The researchers found that THA and TKA had larger profit margins than TAA and upper-extremity arthroplasty in general. Additionally, they determined that profit margins for RSA, TSA, and TAA were all at least 28% lower than those for TKA or THA.

“Ultimately, we want to deliver value-based healthcare for patients,” stated Dr. Smith to OTW. “We are working with vendors and surgeons to bring pricing down for anatomic shoulder, reverse shoulder, and ankle replacement implants. Maximizing profit for the hospital is important for hospital viability so that the hospital has the resources to take care of patients.”

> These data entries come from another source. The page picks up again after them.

PR #3031, opened 2022-10-18
[Buttons] Fixes text measurement to allow Spanned text

wesalvaro:
Changes to use `Layout`'s text measurements so that we can leverage the existing measurements that take into account `Spanned` text (as opposed to `TextPaint` measures that does not handles `Span`s).


drchen:
It's merged in https://github.com/material-components/material-components-android/commit/3b333ee8343dc0bde20d110a39ccc4654977eb23.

“There remain many barriers to the adoption of value-based healthcare or reference pricing. One is that you must have some type of coalition of surgeons whereby they say, ‘We will accept a given cost for knee replacement…and then be prepared to only accept only those companies who can deliver the product at that cost. Complicating things is that many factors go into a surgeon choosing a certain knee/hip replacement.”

“As orthopedic surgeons we should recognize that within a hospital setting that we offer a lot of value not only to patients but also to hospitals. Having these conversations about profit margins will impact the profitability of numerous specialties, thus as resources shrink it is ever more important to address this.”